Fox // R // January 9, 2007
List Price: $27.98 [Buy now and save at Amazon]

Review by Jamie S. Rich | posted December 18, 2006 | E-mail the Author

THE MOVIE:

Idiocracy gives new meaning to the term "dumb comedy."

In 2005, the somewhat dim but kind-hearted Pvt. Joe Bowers (Luke Wilson, My Super Ex-Girlfriend) takes part in a U.S. Army experiment testing out a process for putting people in a state of suspended animation. His companion in the project will be a common streetwalker, Rita (SNL's wonderful Maya Rudolph), whom Joe accepts at her word when she tells him she's an artist and her pimp is her boyfriend. That's the kind of nice guy Joe is. He wants to believe the best in everybody.

Joe and Rita are supposed to sleep for a year, but budget cuts leave the pair forgotten, and instead they wake up in 2505 to discover a United States that has completely lost its way intellectually. Corporate sponsorship has taken over everything, an Ultimate Fighting champion is in the White House, and people are as stupid as they can possibly be--so much so, that Joe has now become the smartest man in the world. Led by his court-appointed "lawyer," Frito (Dax Shepard, Punk'd), Joe goes looking for a time machine, navigating an absurd society and jumping from one fantastically ludicrous frying pan to hilariously ridiculous fire after another.

There's not much more explanation needed than that. Idiocracy is the latest film from Mike Judge, the creator of "Beavis & Butthead" and the director of the comedy classic Office Space, so there's no better man to helm a film about a future overrun by morons. His entire career is built on mining the stupidity of North America for laughs. As with his TV work and his other film, the genius of his technique is the fact that he is able to pull off two levels of entertainment: the straight-up comedy on the surface and the subtle social satire that is underneath. You can watch his programs and laugh a lot, and then when you're done, if you want to think about what Judge is saying about modern man, you can. His approach is almost insidious, the way it hides a message in an amusing wrapper.

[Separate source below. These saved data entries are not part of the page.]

PR #2570, opened 2025-04-14
Fix Pen tool unable to combine multiple selected paths by extending their endpoints or mesh points

0SlowPoke0:
- Fixes: If multiple layers are selected, the Pen tool fails to extend a path by clicking one of its endpoints.
- Bonus - adds: Auto-panning when dragging wire in graph (https://discord.com/channels/731730685944922173/881073965047636018/1361099129950048446)


Keavon:
!build

Keavon:
Thanks, this correctly makes it possible to extend endpoints. However there's also seemingly a regression(?) where it can't be connected to an endpoint of the opposite layer.

Keavon:
After combining the two layers, we end up with:

capture

But then after closing the two endpoints, we erroneously end up with:

capture

Keavon:
https://github.com/user-attachments/assets/c76fb70d-9572-4378-a7ea-5562b993967a

Keavon:
!build

Keavon (approved):

Keavon:
!build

There are some very obvious points being made in Idiocracy, to be sure, but they never supersede the laughs. The dumbing down of entertainment Judge shows isn't really that far-fetched. The most popular TV show is "Ow! My Balls!" and it's just what it sounds like, a string of scenes where one guy gets hit below the belt. The winner of eight Oscars in 2505 is Ass, ninety minutes of a bare, flatulent butt. As the "Dragnet"-style voiceover informs us, Ass even won the award for best screenplay. Judge and co-writer Etan Cohen (a staff writer from Judge's King of the Hill, and no, I didn't misspell his name) also target the rampant commercialization that is gripping society in its teeth, and in a move of true subversion, they've somehow gotten real corporate franchises like Starbucks, Carl's Jr., and Fuddruckers to participate. A previously unknown sense of humor for corporate America, or proof positive that no commercial is a bad commercial? In Idiocracy, products have even replaced people's names. Instead of John and Mary, people are now known as Hormel and Velveeta.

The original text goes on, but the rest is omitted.